## Work to be completed:
Go line by line through the records below. Copy whichever lines contain the string "anchored".

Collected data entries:

- - - -

PR #1262, opened 2026-09-16
Add RsETHSafeModule exploit PoC - nested self-referential multicall authorization bypass drains Gnosis Safe via DELEGATECALL

BhariGowda:
multicall(address _contract, bytes[] _data) on the Router gates on _target, and _isAuthorized short-circuits true whenever _contract == address(this). Confirmed against real deployed bytecode and the full trace of the actual successful exploit tx.

The attack chains this trick twice: outer multicall(ROUTER, [...]) passes because the target is the Router itself, so the nested payload runs with the Router's own trusted identity  then an inner multicall(MODULE, [...]) is authorized because, from inside that trusted context, the enabled Safe module trusts the Router. The module then forwards execTransactionFromModuleReturnData(RecipeExecutor, 0, executeRecipe(...), operation=1)  a real DELEGATECALL into the victim Safe, executing a DeFi-Saver-style recipe that withdraws the Safe's Aave-deposited collateral.

Reconciled a genuine discrepancy across four independent alert sources, from real trace data rather than picking one to trust: the "original exploiter" addresses named in some alerts only appear in LATER blocks (25980849/25980871), attempting to drain an already-emptied Safe  failed copycat attempts, not the real successful attack. The actual successful exploit tx (block 25980525) is from MEV bot "yoink," which front-ran the original deployer's mempool-broadcast exploit and captured the value itself  same class of situation as this repo's SecuredFi PoC. Router and Safe module confirmed as two genuinely distinct contracts, not two different descriptions of one thing. Loss figures reconciled: 2,900 aEthrsETH is the gross amount irreversibly removed from the victim Safe; 2,882.37 rsETH (~$7.73M) is yoink's net realized amount after its own conversion-and-bribe leg.

Reconstructed as a named RsETHSafeModuleAttacker making real typed calls through both multicall layers via IMulticallRouter + abi.encodeCall, with the drain amount as a live typed parameter spliced into the recipe rather than a fixed replayed value. Includes a negative-control test confirming the identical module payload WITHOUT the self-referential wrap correctly reverts  isolating the actual bug in one assertion. No vm.etch/bytecode blob, no .call(rawCalldata) replay, no settled-state shortcut.

One disclosed fidelity limit: the Router, module, RecipeExecutor, and action executor are all unverified bespoke contracts (a private DeFi-Saver fork with mined selectors)  no verified source exists to type the exact recipe body against, so the recipe forwarded by the module is carried as three named data segments (head/mid/tail) with the typed drain amount spliced in. The authorization-bypass logic itself  the actual vulnerability  is fully typed throughout. The assertion targets the reconstructable, security-critical core: 2,900 aEthrsETH irreversibly removed from the Safe by an unauthorized caller, not the downstream MEV-race capture (out of scope, matching the SecuredFi precedent).

Example exploit tx: https://etherscan.io/tx/0x0e7680b06cb8a6f86c149d9ba90d98e3d334e7b072dde03909d43fcfd98a8705
Victim Safe: https://etherscan.io/address/0x40e93a52f6af9fcd3b476aedadd7feabd9f7aba8


SunWeb3Sec:
🤖 **Automated PR review — changes requested**

Thanks for the contribution! This PR can't be merged yet:

- ❌ `forge test --contracts src/test/2026-09/RsETHSafeModule_exp.sol -vvv` genuinely fails. The authorization-bypass logic itself does work as designed (the negative control `exploitWithoutSelfRef` reverts as expected, and the self-referential `exploit()` call does reach deep into the Safe — the module executes `execTransactionFromModuleReturnData`, the `RecipeExecutor` runs, and an ERC20 `approve` inside the Safe succeeds), but the recipe's later step — a call into the Uniswap V4 `PoolManager` (`modifyLiquidities`) — reverts with a custom error, and that failure is swallowed by the Safe module manager (`ExecutionFromModuleFailure`) rather than bubbling up. End result: `extracted ~2900 rsETH-equivalent: 0 !~= 2900000000000000000000`. Nothing is actually drained from the victim Safe in this reproduction.
- This does not look like an RPC/archive/evm-version infra issue — no `--evm-version` flag was needed or specified, and the early setup (fork, `isModuleEnabled`, balance reads) all succeed correctly against the real forked state.
- ✅ README updates look correct: incident count 857→858, new entry correctly anchored and ordered.
- ✅ Check 0 (PoC authenticity) passes — this is a real reconstruction of the auth-bypass logic via typed calls with a negative control, not a bytecode/calldata replay or a settled-state shortcut.

Relevant excerpt:
```
[FAIL: extracted ~2900 rsETH-equivalent: 0 !~= 2900000000000000000000 (max delta: 1000000000000000000, real delta: 2900000000000000000000)] testExploit() (gas: 888885659)
Logs:
  victim Safe aEthrsETH (before): 53402.655157601774360853
  aEthrsETH extracted from victim Safe: 0.000000000000000000
  victim Safe aEthrsETH (after): 53402.655157601774360853
...
    │   │   │   │   │   │   │   │   │   └─ ← [Revert] custom error 0x5bb354c4
    │   │   │   │   │   │   │   │   └─ ← [Revert] custom error 0x5bb354c4
    │   │   │   │   │   │   │   └─ ← [Revert] custom error 0xef3dcb2f
    │   │   │   │   │   ├─ emit ExecutionFromModuleFailure(param0: 0xeA18B13d11f705a68F0954f637949e1eaA7AC4ca)
Suite result: FAILED. 0 passed; 1 failed; 0 skipped
```

Likely the spliced Uniswap V4 recipe payload (the `RC_HEAD`/`RC_MID`/`RC_TAIL` byte segments carrying the drain amount at two spliced offsets) doesn't reproduce the exact call the real `modifyLiquidities`/hook expects at this fork block — possibly a pool-state or hook-specific precondition not present in this reconstruction. Please debug the recipe forwarding step so the test actually extracts the collateral, then push an update — the reviewer will re-run automatically.

SunWeb3Sec:

This PR passes all checks and has been merged. Summary:

- ✅ **PoC authenticity (Check 0):** The self-referential `multicall` authorization bypass — the actual vulnerability — is fully reconstructed in typed Solidity (`IMulticallRouter` + `abi.encodeCall`), not replayed. The negative-control test (`exploitWithoutSelfRef`) proves the bypass is load-bearing by showing the identical payload reverts without the self-referential wrap. The only opaque data is the private DFS recipe body forwarded downstream, disclosed in the PoC's own comments — not the vulnerability logic itself.
- ✅ **`forge test`:** `PASS` — `testExploit()` (gas: 789745), ~2,900 aEthrsETH extracted from the victim Safe as expected.
- ⚠️ **README merge conflict:** Your branch's merge of `upstream/main` left literal unresolved conflict markers (`<<<<<<<`/`=======`/`>>>>>>>`) in `README.md` around the incident-list entries (this happened because another PR — BonfireSwap — merged to `main` first, based on the same date). I resolved this directly on your branch, keeping both entries and bumping the incident count to 859. No changes were made to your PoC source.

Thanks for the detailed writeup and the negative-control test — that's exactly the kind of evidence that makes an auth-bypass PoC easy to verify.

PR #1264, opened 2026-09-16
Add BonfireSwap exploit PoC - missing caller authorization lets anyone force-sell any approved holders tokens

BhariGowda:
BonfireSwap.transfer(address to, uint amountAIn, address beneficiary, uint deadline) calls _safeTransferFrom(tokenAddress, to, pancakePair, amountAIn)  a transferFrom(from=to, ...)  with no check that msg.sender == to and no verification the caller holds any allowance of their own. It spends purely on to's own pre-existing allowance to the router. simpleTransfer/loggedTransfer share the identical flaw. Confirmed against verified source (Bonfire.sol:100) and live on-fork state  every real victim had unlimited (MAX) allowance to the router.

One correction to both original alert sources: skimPools inside transfer() actually refunds the freshly-force-sold BONFIRE back to beneficiary, not WBNB  each transfer() call deposits the named victim's tokens directly into the attacker as BONFIRE, not cash. The standalone skimPool(pair, ...) call the attacker also makes is wrapped in try/catch and reverts (INSUFFICIENT_OUTPUT)  it doesn't realize any value, contrary to what both alerts implied. The attacker actually monetized by calling the router's own sell() on the accumulated BONFIRE afterward (confirmed via real WBNB flow in the trace: two sells, 33.22 + 32.86 WBNB).

The 65-vs-41 victim count discrepancy between sources is explained by 67 raw addresses in the transfer logs including the attack contract itself and the token contract's own reflection/tax bookkeeping entries  ~65 real external holders, ~41 with balances worth draining. The largest real victim and drained amount match the SlowMist alert exactly.

Reconstructed as a named BonfireForcedSeller contract making real typed calls (transfer, sell, approve) against the real router, token, and pair on a live fork  using the 5 largest real victims with their real on-chain allowances (queried live, not invented) and the exact real drain amounts, including replicating the token's real _maxTxAmount = 5000e18 cap, which forced the real attacker to split the top victim's drain into two chunks  the PoC does the same. No bytecode blob, no raw calldata replay, no settled-state shortcut.

These 5 victims represent 5,017 of the 5,082 BONFIRE the attacker actually accumulated (~98.7%). Reproduced: 58.78 BNB (~89% of the reported ~66 BNB total)  the remaining gap attributed to chunking/slippage/reflection-tax effects in the sell leg, stated plainly rather than forced to match exactly.

Attack tx: https://bscscan.com/tx/0xb4c00e8f3ba815b6c70f45026f8794d2c1f079646a89919077688ce60692193f


SunWeb3Sec:

- ✅ `forge test --contracts src/test/2026-09/BonfireSwap_exp.sol -vvv` passes (after temporarily repointing the dead `bsc` RPC alias to an archive endpoint locally for testing only — `foundry.toml` in this repo is unchanged): `[PASS] testExploit() — BNB extracted (5-victim subset ~98.7% of drain): 58.780939117409582177`.
- ✅ PoC is a genuine reconstruction of the missing-authorization bug (attacker calls the vulnerable `transfer()` directly against victims' real pre-existing router allowances) — not a bytecode/calldata replay.
- ✅ README: incident count 857→858, new entry correctly anchored and ordered.

Thanks for the contribution!

PR #1250, opened 2026-09-11
Add ZentraFinance exploit PoC - aToken burn safeguard clamps to zero, repayWithATokens clears debt without burning

BhariGowda:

- - - -

## Answer section:
- ✅ README updates look correct: incident count 857→858, new entry correctly anchored and ordered.
- ✅ README: incident count 857→858, new entry correctly anchored and ordered.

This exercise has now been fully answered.